Before electronic VFDs were developed, the speed of wound-rotor 3-phase induction motors was controlled by schemes involving variable resistance inserted in series with the rotor windings or connecting the rotor windings to additional machines (Kramer and Scherbius drives). There were also schemes in which variable frequency was generated by driving an AC generator with some other type of variable speed machine such as a DC motor, eddy-current coupling drive, or a mechanical speed changer (continuous variable transmission).
In many cases, a DC motor, eddy-current coupling drive, or a mechanical speed changer was used to drive machines directly without using AC motors. However wound rotor motors could be built with higher power ratings than other machines, and could be controlled using a lower power rotor rotor powercircuit control. That was one reason to use those schemes.

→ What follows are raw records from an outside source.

PR #306, opened 2026-08-05
Add new resourceRef type

yota88:
After this PR, schema authors can declare `ResourceRef` fields referencing arbitrary platform resources by RID.
  They surface as `ResourceRid` in generated read/write types, are stored as strings internally, and are reported
  as `resourceRef` via `externalRefFieldTypes`.


packages/document-schema/type-gen/src/utils/ir/irFieldHelpers.ts
```diff
@@ -55,32 +55,36 @@ function convertFieldValueToTypeScript(
   version?: number,
 ): string {
   switch (value.type) {
```
yota88, line 57: Double check me on this, make sure I'm understanding this pre-existing issue. I think the field value converters are supposed to return just the Id's, the Refs, `convertFieldValueToTypescript` return type is string, but  DocumentRef, MediaRef, are the Ref objects, since the compiled output otherwise will output fields with the Refs themselves, not the string Ids. Confused me a bit due to multiple 'Refs' being named the same thing but referring to different things.

packages/document-schema/type-gen/src/utils/steps/__tests__/__snapshots__/types/refTypes.ts
```diff
@@ -1,18 +1,21 @@
 /* Generated by @palantir/pack.document-schema.type-gen@0.20.0 */
 
-import type { DocumentRef, MediaRef, ObjectRef, UserRef } from "@palantir/pack.document-schema.model-types";
+import type { ArtifactRid, DocumentId, MediaId, ObjectId, UserId } from "@palantir/pack.document-schema.model-types";
 
 /**
  * A record containing all reference types
```
yota88, line 6: Ref's should all be the stringId's

packages/document-schema/type-gen/src/utils/ir/convertIrToWireSchema.ts
```diff
@@ -136,6 +136,13 @@ function convertFieldValueType(value: IFieldValueUnion): FieldValueType {
 
 function convertFieldValueUnion(value: IFieldValueUnion): FieldValueUnion {
   switch (value.type) {
+    case "artifactRef":
+      // TODO: @osdk/foundry.pack does not yet declare the artifactRef variant. Drop the
+      // cast once the api-gateway publish and osdk regeneration land.
+      return {
+        type: "artifactRef",
+        artifactRids: [...value.artifactRef.artifactRids],
+      } as unknown as FieldValueUnion;
```
yota88, line 145: to update, think we can update this later as needed when backpack/api-gateway updates. no consumers of this yet shouldn't cause issues.

zerovox (approved):

PR #3007, opened 2023-02-17
Set focus to parent node after deletion

### LINKED ISSUE #2781: Jump to node's parent after deletion
> **HeatherC:**
> 
> When working in the S7 tree, I really appreciate when it ‘jumps’ back to where I was. I often have many edits to do in the same part of the tree, or am working my way through. I have found on edits, merges, and synonomy, the tree display ‘returns’ to where I was. Love it.
>
> For some reason, on ‘delete’ it doesn’t go back, and I am left at the top of the tree, and have to enter another search, or guess where to scroll to. I understand you can’t jump back to the node I deleted, but I would find it very useful (and time-saving) if it would jump back to the parent node (of the node just deleted).

**Speciforum:** https://discourse.specifysoftware.org/t/tree-behaviours/978

I think a good solution would be to jump to the parent of the deleted node rather than losing the place in the tree.

CarolineDenis:
Fixed #2781


maxxxxxdlp (approved):

chanulee1 (approved):
Works!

Variable-speed AC generator machines were also used to control large quantities of small synchronous motors used for making synthetic fiber. The first solid-state electronic variable speed drives were developed by Borg Warner under contract for DuPont for synthetic fiber spinning applications.
Also, small induction and brushless synchronous motors controlled that way could safely be installed in explosive atmosphere areas.
Before the invention of the transistor, vacuum tubes, mostly thyratrons, were used for variable-speed control of DC motors, eddy-current coupling drives, wound-rotor induction motor drives and perhaps some variable frequency drives.